Our CNCs provide a vision for the future of early-years services in this country. So why is it that, in the context of the current debate, these centres have not been seen, or promoted in this light? One answer may be that many remain unaware of their existence, another is that they are regarded as expensive. Of course, they are more expensive than some of the non-educational (and sometimes non-caring) alternatives.

But should we accept so easily that the education and care of three and four-year-olds (and indeed the under-threes) is worth less than the non-statutory post-16 education? Costs of Pounds 3,000 and above are accepted as common for post-16 students for such courses as A-levels.

We would not regard as adequate any service for older children that cost the public purse as little as Pounds 13 a year as claimed by some voluntary-sector early-years providers. Nor would it be deemed acceptable to provide a service for them that was run by volunteers for short periods in conditions that varied across the country. But this is exactly what has been proposed for very young children.

There is a general agreement that we need to expand integrated and combined provision to ensure that more children and parents gain access to pre-school centres. Yet, ironically, the implementation of the proposed voucher scheme is likely to curtail plans for new CNCs and may even endanger existing centres.

The current plans for pre-school expansion assume a major increase in the number of places available in the private and voluntary sectors. Yet they are mistaken in their belief that such an expansion would be sufficient to meet the needs of all those four-year-olds whose parents wish them to attend. This may be the case in affluent areas where parents can afford to top up the voucher value, but the private and voluntary sectors are unlikely to be able to provide places in areas where parents are unable to make this contribution. Yet these are the very areas where children will most benefit from high-quality early education, and where imaginative and committed local authorities have developed the CNCs.

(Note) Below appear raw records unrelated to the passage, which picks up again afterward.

PR #430, opened 2023-04-21
Allow for parameters in content types

DouglasDwyer:
Right now, any component schemas with content types such as `application/json; charset=utf-8` aren't identified correctly by the client generator. This is problematic, because it leads to endpoints being generated that return `ResponseValue<ByteStream>` rather than the deserialized component type. To fix this, I've added some simple logic that ignores anything beyond a `;` in the content type.

### DIFF
--- a/progenitor-impl/src/method.rs
+++ b/progenitor-impl/src/method.rs
@@ -456,8 +456,11 @@ impl Generator {
                 // content type of the response just as it currently examines
                 // the status code.
                 let typ = if let Some(mt) =
-                    response.content.iter().find_map(|(x, v)| (x == "application/json" || x.starts_with("application/json;")).then_some(v))
-                {
+                    response.content.iter().find_map(|(x, v)| {
+                        (x == "application/json"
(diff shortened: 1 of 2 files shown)


ahl (approved):
looks good; thanks

Is there an OpenAPI document in particular where you're seeing this failure?

DouglasDwyer:
@ahl yes, I'm generating a client for a server written using [poem-openapi](https://crates.io/crates/poem-openapi). The autogenerated output spec contains `application/json; charset=utf-8` types :)

ahl:
One more thing: would you mind adding a test to validate this? You could change keeper.json or buildomat.json.

DouglasDwyer:
Sure! I've gone ahead and swapped out the content types in buildomat.json to be `application/json; charset=utf-8`. Let me know if there's anything more that I need to do. I believe that the existing tests correctly cover this case - when run against the updated buildomat.json, tests fail on the repository's main branch but not on this PR's branch.

ahl (approved):
looks good; thanks for adding the test.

These authorities will find themselves short of funds to maintain their existing service if, as it is feared, the voucher scheme leads to money actually being withdrawn from local councils to fund the vouchers. The scheme will simply result in a massive redistribution of resources from those most in need to those already able to afford alternatives.

Working with urban families under stress while ensuring high educational standards is a complex task and the Pounds 1,100 voucher is not enough. Investment in the early years makes good economic sense, although it is a long-term investment. Increasing the numbers without a corresponding increase in quality is unlikely to prove productive. The voucher system is estimated to cost more than Pounds 730 million. It is not the best use of resources.

One of the immediate effects of the implementation of the voucher scheme will be to increase the segregation of children. Children who are deemed to be most in need will continue to be provided for largely by the statutory care sector, which will have fewer resources.

Those children who are not placed in the most in need category (a category itself determined by purely economic criteria), will be left to the the private and voluntary sectors.

The inevitable concentration upon four-year-olds will also create problems for achieving continuity with children’s early stages of development and learning.

There is an acknowledged need for a massive expansion of high quality combined provision. It is essential that we recognise the contradictory nature of the current proposals and recognise that the benefits that combined nursery centres have to offer are substantial. It is a rational and effective basis upon which to expand.

Iram Siraj-Blatchford is senior lecturer in early childhood education at the Institute of Education, University of London and president of the National Association of Nursery Centres. Bernadette Duffy is head of Dorothy Gardner Nursery Centre, London and chair of NANC.